A year later, Johnson became a senior fellow at the Center for American Progress.

That’s why I started with his “apology”. I can believe he knows he has been awful to people. I don’t believe he cares, except when it might interfere with his career — it’s total selfishness.

If you’ve never cared about other human beings all of your life, if you’ve treated your peers as garbage, why should I believe you’ve suddenly discovered empathy now?
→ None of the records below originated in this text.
PR #459, opened 2019-05-31
Group by hostname for curl and Guzzle requests

SammyK:
### Description

This PR adds a feature to set hostname of a URL as the service name for curl and Guzzle requests when `DD_TRACE_HTTP_CLIENT_SPLIT_BY_DOMAIN=true` (e.g. `example.com` and `example.com`)

### Readiness checklist


src/DDTrace/Integrations/Curl/CurlIntegration.php
```diff
@@ -64,6 +64,9 @@ public static function load()
 
             $info = curl_getinfo($ch);
             $sanitizedUrl = Urls::sanitize($info['url']);
+            if ($globalConfig->isHttpClientSplitByDomain()) {
```
labbati: What's the motivation for keeping `$span->setTag(Tag::SERVICE_NAME, 'curl');`? In case something in between fails we want to at least set `curl` as the service name?

src/DDTrace/Integrations/Guzzle/GuzzleIntegration.php
```diff
@@ -138,10 +139,16 @@ private function buildLimitTracerCallback()
      */
     private function setUrlTag(Span $span, $request)
     {
+        $url = null;
```
labbati: TBH I don't particularly like that a method `setUrlTag` sets both the url tag and overwrite the service name.

What do you think to:

1. Add a `getUrl` that applies the logic to extract the url
2. In `buildPreCallback()` we get the url and if it is bot null we set both the url tag and the service tag?

pawelchcki: @labbati great suggestion, applied !

src/DDTrace/Integrations/Curl/CurlIntegration.php
pawelchcki: fixed, thanks for spotting it.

We’re in bigger trouble than I thought

I got spammed by Big Think, which tags itself as “your daily microdose of genius”, with a link to a listicle titled 7 myths you learned in biology class that you probably still believe. It annoyed me. Sure, it’s trying to correct misconceptions, but the misconceptions given are generally rather pathetic, and I rather doubt that any of them are taught in any biology class. Or maybe they are, and I’ve got an unrealistic understanding of the quality of biology education.

Here are the 7 false things that are being taught in biology class, according to Big Think:

  1. Humans sit atop the food chain. Yeah, no. I don’t teach the ecology side of biology much, but I can’t imagine such a claim making it into any textbook.

  2. Respiration is synonymous with breathing. OK, I do teach this side of biology, and the vast majority of the organisms that respire don’t “breathe”. Easy and obvious. But then Big Think says this: “respiration is when muscles release glucose during physical activity”. Wha…? Wrong. Don’t try to correct misconceptions with more misconceptions.

  3. Cats and dogs are colorblind. Their answer is flat out wrong: they say dogs and cats aren’t colorblind, because “Shockingly, recent research finds both dogs and cats can see the colors green and blue”. That is not shocking, nor is it recent. Colorblindness is a poor choice of term because individuals with this trait typically have two kinds of cones, rather than three; it would be more accurate to call them dichromats, unlike trichromats, the individuals with full color vision. But dogs and cats are colorblind in the same way that colorblind humans are.

  4. Sugar is as addictive as cocaine. I have never, ever heard this. It turns out that the author got this claim out of a fad diet book. Those things are not synonymous with what you read in biology class, or at least, I hope not.

  5. Daughters inherit traits from their mothers and sons from their fathers. The article says, “Most people carry this misconception from when they learned how we inherit traits,” which might explain some of the test scores on the last exam in my intro course, but I certainly didn’t teach that. Worse, it then goes on: “Another common misconception is that we get half of our characteristics from each parent. The truth, all that matters is which alleles are dominant.” Holy crap, no. I don’t even know what they’re trying to say there.

  6. Sharks can smell one drop of blood in the water from a mile away. Not true, but I find it disturbing that anyone thinks biology class is where you drop anecdotes that can be used in your cheesy thriller novel.

  7. Humans evolved from chimps. This falsehood I know has wide currency — creationists keep making this mistake. But again, it is not taught in biology class, except maybe if your biology class is a homeschooled abomination taught out of books from Answers in Genesis. If the class is teaching any kind of general systematics at all, it’s going to be emphasizing evolutionary trees, not linearity.

I am not at all impressed. The article reads like something written by someone who has virtually no knowledge of biology at all, got a few shreds of factlets off the internet, and then cobbled together some mangled explanations just to make up some clickbait (he succeeded at that!).

I guess the emphasis in “microdose of genius” really belongs on the “micro”. Or maybe they should change it to “homeopathic dose of genius”.

The laziest professor in the world!

That’s me! Today was our last day of classes, and rather than me doing the work of teaching, I invited Ken Miller to do it for me over Google.

I should have thought of this months ago — let’s see, 15 weeks, 3 classes a week, I could probably find 45 friends willing to cover for me for a day each.